In the data below, the answer is the run of lines from the line containing "iteration: fall back" through the line containing "### LINKED ISSUE", both included; print it exactly and nothing else.

==========

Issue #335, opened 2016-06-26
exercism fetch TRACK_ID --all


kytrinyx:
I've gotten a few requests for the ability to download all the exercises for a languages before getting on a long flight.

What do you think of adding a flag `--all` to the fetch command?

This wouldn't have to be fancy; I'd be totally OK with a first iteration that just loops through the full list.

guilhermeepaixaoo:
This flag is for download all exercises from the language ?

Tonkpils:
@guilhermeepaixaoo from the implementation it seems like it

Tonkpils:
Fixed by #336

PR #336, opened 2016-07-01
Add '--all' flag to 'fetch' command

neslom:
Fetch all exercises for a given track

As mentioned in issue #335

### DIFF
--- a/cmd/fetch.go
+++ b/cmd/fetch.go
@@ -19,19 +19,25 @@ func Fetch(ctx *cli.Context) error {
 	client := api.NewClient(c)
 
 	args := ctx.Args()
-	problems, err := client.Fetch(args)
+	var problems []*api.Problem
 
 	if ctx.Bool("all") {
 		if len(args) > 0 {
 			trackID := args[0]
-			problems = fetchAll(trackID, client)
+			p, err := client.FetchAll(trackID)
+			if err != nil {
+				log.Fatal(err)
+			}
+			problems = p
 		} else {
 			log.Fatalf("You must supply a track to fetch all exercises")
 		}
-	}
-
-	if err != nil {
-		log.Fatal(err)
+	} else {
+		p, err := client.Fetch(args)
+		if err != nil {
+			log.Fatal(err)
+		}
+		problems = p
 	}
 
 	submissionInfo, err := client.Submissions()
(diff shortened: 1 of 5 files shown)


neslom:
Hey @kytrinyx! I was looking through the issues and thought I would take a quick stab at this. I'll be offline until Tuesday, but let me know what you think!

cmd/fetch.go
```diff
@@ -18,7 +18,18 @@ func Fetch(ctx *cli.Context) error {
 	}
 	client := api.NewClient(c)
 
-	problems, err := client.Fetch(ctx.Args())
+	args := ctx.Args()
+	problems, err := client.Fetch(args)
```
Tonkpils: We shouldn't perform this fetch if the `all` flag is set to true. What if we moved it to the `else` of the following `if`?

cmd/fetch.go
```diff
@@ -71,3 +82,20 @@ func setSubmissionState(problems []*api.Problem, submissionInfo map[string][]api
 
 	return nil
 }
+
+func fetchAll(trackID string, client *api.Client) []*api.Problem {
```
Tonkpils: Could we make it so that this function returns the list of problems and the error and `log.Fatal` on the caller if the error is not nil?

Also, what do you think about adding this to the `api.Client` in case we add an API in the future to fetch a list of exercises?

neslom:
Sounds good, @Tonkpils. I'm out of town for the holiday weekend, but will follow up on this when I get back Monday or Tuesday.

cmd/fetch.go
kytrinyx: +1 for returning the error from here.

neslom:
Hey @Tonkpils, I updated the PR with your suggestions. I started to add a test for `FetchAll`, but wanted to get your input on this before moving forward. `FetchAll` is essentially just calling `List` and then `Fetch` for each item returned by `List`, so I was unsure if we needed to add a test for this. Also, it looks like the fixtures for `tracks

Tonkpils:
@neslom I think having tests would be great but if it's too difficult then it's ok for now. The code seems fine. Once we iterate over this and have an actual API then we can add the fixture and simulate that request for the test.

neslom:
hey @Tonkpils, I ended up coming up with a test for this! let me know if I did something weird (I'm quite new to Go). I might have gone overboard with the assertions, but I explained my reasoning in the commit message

==========

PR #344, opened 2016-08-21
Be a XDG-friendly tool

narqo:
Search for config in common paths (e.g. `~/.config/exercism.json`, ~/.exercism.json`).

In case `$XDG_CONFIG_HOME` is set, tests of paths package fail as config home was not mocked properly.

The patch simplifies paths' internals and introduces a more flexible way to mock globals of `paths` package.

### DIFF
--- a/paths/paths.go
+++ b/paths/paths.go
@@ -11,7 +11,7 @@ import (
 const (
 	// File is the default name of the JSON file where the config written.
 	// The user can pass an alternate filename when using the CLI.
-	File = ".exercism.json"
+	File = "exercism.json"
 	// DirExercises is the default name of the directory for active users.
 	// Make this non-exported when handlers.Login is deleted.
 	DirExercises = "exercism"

==========

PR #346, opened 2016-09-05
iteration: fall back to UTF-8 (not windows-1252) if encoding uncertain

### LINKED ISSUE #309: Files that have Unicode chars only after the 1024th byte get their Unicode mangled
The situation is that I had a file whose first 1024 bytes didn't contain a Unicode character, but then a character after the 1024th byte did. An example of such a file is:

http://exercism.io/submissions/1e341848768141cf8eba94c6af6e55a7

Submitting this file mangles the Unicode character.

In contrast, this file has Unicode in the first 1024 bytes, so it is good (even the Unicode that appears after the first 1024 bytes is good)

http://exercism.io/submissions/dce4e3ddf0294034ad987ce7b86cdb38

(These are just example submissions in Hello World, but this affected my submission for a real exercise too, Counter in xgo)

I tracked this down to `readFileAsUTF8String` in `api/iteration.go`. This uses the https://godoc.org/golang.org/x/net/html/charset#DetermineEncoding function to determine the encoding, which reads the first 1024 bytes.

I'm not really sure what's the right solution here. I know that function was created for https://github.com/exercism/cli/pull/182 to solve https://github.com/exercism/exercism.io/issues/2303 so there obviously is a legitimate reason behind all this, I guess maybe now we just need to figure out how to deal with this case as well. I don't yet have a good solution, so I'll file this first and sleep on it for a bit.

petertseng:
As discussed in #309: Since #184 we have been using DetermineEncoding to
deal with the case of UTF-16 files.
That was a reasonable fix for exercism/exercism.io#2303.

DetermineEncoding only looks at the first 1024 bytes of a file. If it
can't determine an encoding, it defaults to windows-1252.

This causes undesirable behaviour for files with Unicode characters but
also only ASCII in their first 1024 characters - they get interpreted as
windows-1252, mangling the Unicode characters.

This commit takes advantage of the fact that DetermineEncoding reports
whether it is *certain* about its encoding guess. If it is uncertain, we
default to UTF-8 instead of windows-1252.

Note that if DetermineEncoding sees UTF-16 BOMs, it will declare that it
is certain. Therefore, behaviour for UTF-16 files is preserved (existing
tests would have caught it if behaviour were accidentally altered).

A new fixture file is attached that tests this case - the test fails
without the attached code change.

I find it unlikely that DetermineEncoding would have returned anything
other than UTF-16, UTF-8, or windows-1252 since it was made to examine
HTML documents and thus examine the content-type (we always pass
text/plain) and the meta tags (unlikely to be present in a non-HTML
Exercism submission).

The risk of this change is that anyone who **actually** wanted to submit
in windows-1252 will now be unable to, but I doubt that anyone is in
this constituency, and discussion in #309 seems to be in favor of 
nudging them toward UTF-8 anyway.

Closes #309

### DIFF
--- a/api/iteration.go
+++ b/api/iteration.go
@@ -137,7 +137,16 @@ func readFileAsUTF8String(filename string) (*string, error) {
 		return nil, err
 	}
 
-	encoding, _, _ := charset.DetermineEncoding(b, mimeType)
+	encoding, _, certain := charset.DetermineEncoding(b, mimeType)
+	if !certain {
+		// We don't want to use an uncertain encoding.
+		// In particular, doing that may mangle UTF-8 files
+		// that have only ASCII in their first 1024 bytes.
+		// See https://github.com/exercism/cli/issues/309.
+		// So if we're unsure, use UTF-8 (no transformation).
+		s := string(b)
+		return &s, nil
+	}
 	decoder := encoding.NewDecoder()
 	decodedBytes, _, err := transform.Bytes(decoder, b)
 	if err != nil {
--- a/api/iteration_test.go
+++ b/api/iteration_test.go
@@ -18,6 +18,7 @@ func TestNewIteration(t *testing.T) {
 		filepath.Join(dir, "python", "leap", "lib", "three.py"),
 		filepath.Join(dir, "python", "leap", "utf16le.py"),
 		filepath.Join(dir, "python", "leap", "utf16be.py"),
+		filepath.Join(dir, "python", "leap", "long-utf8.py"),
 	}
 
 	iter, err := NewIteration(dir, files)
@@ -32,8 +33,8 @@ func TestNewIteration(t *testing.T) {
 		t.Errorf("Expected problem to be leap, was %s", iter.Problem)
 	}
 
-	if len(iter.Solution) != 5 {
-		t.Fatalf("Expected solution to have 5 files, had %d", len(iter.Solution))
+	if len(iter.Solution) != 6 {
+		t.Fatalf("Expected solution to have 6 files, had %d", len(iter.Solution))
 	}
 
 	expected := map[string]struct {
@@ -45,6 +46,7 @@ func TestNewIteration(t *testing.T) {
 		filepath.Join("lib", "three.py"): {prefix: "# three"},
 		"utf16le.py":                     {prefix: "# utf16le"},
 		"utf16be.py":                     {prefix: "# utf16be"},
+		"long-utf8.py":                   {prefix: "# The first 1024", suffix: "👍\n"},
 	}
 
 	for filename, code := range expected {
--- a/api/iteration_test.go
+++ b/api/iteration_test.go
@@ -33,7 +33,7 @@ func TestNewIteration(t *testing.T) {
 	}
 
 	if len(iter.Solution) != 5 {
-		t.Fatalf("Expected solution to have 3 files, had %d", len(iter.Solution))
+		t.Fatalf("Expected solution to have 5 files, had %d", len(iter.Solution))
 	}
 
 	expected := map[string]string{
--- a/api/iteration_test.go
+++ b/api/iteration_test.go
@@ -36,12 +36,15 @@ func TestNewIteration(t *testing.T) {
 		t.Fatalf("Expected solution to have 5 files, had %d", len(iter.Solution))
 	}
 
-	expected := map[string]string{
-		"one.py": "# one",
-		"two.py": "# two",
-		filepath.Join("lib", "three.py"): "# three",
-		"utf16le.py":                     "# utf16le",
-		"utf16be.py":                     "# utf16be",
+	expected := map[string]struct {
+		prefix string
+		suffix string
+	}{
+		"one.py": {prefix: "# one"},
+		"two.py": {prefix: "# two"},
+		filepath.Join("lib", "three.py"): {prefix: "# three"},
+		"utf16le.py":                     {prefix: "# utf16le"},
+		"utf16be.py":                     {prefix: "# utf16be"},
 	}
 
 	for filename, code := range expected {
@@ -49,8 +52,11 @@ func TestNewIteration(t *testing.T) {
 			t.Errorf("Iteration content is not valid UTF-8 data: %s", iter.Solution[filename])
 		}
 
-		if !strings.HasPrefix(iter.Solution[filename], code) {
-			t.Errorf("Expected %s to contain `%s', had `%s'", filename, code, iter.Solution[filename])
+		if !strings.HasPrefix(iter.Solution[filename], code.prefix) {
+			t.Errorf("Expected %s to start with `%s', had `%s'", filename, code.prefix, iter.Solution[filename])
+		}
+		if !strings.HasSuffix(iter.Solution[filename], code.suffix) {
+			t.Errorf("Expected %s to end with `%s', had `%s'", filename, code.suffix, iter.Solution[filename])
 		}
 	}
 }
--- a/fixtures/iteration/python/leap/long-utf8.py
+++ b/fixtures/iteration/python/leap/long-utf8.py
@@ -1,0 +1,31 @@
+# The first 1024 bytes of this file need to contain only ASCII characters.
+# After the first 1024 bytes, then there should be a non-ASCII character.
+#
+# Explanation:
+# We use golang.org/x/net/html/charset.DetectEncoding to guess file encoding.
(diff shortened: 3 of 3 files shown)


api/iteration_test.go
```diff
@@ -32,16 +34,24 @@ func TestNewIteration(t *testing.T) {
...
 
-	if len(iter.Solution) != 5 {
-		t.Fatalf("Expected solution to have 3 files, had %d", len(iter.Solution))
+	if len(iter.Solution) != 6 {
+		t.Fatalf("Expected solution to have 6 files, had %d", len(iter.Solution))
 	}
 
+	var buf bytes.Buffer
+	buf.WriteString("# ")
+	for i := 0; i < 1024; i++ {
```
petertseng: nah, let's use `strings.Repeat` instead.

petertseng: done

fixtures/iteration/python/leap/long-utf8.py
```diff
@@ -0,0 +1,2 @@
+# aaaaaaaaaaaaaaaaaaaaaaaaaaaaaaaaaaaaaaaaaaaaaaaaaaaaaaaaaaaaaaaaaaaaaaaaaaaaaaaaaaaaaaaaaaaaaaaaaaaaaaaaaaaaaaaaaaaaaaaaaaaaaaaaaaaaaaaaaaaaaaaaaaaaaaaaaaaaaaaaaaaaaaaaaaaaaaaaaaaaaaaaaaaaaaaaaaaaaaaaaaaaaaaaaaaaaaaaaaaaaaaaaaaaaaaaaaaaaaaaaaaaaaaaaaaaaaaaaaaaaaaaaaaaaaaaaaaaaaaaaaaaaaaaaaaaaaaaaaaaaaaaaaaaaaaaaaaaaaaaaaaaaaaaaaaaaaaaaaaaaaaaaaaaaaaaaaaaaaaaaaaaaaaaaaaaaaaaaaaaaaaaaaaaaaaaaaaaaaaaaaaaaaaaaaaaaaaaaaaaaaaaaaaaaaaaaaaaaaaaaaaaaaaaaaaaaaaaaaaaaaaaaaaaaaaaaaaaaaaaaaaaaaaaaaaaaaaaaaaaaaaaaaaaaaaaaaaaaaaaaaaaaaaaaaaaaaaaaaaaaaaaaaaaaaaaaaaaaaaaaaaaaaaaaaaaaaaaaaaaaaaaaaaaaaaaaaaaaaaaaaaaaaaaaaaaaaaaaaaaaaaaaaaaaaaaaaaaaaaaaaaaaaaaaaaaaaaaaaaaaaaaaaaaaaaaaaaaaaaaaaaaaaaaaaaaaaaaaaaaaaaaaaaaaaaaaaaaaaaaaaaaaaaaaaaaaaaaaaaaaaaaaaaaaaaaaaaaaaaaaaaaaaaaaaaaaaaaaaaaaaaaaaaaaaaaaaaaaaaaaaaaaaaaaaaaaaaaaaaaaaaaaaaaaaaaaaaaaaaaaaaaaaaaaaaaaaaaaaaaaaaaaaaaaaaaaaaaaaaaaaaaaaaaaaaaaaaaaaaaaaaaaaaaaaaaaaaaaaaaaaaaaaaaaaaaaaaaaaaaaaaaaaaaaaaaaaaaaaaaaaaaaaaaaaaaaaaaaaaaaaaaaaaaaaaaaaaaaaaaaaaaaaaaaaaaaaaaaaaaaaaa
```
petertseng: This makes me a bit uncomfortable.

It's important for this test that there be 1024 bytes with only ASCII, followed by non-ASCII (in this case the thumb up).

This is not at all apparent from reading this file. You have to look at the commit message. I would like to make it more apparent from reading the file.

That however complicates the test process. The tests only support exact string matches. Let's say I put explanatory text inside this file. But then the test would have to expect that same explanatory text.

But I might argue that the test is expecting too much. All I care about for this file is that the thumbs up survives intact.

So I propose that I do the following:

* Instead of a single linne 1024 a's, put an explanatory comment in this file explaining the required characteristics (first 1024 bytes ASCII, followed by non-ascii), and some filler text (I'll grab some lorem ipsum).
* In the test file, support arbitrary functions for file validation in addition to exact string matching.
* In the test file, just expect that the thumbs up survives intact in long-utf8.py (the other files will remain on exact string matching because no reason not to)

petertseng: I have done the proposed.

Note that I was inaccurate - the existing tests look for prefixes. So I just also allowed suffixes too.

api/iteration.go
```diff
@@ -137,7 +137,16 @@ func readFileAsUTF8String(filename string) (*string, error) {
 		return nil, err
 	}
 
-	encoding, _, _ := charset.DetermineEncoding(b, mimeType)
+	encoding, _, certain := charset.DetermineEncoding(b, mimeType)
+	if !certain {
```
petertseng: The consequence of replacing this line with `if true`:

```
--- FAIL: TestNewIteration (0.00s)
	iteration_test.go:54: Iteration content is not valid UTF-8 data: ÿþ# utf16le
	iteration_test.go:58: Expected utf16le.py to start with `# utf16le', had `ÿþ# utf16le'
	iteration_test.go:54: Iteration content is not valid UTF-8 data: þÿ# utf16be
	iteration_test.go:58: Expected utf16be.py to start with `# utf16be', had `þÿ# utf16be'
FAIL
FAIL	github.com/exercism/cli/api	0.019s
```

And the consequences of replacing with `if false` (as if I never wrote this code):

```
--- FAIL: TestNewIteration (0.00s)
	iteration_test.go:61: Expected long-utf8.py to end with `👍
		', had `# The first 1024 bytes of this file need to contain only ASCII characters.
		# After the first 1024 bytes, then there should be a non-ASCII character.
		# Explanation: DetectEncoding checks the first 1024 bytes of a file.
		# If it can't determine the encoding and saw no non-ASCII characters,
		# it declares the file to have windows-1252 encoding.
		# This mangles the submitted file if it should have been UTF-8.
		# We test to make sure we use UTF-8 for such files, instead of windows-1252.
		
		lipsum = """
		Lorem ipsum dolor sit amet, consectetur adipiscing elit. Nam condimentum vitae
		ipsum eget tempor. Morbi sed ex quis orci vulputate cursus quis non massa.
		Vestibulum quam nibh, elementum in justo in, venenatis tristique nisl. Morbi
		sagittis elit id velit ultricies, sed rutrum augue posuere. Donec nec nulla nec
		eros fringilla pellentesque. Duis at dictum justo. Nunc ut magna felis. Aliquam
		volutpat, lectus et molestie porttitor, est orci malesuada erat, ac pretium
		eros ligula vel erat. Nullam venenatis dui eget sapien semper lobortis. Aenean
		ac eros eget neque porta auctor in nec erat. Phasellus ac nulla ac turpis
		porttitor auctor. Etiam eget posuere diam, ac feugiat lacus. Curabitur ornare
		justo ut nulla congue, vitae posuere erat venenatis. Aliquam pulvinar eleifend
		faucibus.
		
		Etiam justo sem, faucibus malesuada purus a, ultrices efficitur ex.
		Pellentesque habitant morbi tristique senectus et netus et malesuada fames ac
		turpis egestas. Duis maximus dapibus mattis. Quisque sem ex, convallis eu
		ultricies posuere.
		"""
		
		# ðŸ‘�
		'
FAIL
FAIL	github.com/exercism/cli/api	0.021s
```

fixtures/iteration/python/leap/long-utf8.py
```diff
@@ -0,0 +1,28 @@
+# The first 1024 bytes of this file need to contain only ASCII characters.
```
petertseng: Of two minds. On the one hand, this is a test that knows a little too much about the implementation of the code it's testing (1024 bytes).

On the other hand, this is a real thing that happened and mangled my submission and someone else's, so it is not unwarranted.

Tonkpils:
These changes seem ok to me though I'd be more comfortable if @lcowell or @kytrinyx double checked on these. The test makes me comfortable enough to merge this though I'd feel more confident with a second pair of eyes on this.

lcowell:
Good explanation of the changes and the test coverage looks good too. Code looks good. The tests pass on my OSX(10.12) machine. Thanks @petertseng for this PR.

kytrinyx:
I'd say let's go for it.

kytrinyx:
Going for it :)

==========

* REPLY TO THE EXERCISE
iteration: fall back to UTF-8 (not windows-1252) if encoding uncertain

### LINKED ISSUE #309: Files that have Unicode chars only after the 1024th byte get their Unicode mangled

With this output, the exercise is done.